• TASK DESCRIPTION: Would you please return the lines of the material that contain the word "runtime"?

>>>>>

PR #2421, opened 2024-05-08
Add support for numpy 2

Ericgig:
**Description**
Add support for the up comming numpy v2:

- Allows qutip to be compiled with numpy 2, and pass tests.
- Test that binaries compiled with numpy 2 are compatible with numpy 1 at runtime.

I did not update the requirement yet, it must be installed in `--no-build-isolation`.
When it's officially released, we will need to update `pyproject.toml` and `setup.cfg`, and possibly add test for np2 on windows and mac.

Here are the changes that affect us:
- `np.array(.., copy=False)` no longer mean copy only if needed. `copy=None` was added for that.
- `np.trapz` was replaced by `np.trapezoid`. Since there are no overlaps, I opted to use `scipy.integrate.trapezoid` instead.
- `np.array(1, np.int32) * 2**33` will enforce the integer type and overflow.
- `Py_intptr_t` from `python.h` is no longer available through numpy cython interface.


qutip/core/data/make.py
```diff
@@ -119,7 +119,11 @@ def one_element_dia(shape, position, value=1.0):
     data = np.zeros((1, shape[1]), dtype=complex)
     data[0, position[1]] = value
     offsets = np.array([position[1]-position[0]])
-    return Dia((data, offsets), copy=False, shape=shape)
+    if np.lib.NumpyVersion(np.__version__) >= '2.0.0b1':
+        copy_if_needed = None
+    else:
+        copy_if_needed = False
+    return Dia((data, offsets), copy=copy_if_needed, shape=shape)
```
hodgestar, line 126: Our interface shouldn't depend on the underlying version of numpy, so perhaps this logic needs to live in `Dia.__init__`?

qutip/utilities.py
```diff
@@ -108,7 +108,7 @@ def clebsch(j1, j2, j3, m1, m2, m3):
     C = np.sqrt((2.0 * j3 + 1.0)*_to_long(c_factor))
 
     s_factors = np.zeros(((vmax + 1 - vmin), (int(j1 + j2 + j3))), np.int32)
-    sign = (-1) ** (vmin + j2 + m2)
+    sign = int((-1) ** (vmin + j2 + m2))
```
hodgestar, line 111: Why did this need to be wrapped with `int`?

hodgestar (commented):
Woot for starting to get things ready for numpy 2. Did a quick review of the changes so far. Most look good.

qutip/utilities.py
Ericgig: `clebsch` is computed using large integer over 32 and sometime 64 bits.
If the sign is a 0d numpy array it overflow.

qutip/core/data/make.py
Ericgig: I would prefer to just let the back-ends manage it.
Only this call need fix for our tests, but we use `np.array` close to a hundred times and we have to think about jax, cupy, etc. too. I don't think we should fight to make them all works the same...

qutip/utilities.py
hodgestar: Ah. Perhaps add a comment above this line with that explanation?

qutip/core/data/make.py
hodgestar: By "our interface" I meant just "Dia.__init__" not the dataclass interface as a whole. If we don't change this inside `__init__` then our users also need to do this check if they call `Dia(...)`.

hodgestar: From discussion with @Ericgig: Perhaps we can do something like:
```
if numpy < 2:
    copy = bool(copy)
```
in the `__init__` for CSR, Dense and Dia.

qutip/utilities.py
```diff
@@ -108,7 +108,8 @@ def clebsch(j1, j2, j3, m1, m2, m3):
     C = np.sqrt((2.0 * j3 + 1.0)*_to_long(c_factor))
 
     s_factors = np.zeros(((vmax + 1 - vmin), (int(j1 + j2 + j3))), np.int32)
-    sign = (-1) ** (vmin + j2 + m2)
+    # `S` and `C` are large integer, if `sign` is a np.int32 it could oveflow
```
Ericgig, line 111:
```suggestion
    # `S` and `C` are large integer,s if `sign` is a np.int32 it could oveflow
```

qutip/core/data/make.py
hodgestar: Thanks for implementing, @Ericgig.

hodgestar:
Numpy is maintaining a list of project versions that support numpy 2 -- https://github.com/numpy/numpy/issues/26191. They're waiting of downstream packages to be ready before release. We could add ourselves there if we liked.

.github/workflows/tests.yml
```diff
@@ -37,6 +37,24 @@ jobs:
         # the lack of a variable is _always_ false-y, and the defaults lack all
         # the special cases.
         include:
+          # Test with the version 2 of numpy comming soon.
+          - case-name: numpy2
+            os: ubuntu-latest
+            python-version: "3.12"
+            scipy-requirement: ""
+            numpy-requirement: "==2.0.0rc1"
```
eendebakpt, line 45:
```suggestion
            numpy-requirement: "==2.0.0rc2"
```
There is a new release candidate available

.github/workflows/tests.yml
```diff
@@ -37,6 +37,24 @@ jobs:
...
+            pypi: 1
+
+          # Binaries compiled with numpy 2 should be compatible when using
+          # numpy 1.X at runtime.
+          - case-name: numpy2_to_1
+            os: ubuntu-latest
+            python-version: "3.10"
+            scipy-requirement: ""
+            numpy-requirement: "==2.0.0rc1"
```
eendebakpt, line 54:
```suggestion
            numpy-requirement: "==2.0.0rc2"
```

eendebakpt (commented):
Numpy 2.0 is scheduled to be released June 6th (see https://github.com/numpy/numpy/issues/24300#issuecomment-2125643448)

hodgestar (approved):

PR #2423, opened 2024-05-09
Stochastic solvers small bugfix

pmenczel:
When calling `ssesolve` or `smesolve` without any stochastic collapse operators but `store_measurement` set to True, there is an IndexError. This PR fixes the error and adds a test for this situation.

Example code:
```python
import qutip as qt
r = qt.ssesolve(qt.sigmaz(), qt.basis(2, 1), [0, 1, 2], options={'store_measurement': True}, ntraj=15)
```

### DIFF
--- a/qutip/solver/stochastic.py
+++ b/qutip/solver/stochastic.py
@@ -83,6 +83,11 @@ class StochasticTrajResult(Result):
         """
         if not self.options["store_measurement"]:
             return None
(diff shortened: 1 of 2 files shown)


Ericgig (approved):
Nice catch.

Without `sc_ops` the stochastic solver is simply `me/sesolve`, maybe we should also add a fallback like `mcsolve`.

<<<<<

• RESULT:
- Test that binaries compiled with numpy 2 are compatible with numpy 1 at runtime.
+          # numpy 1.X at runtime.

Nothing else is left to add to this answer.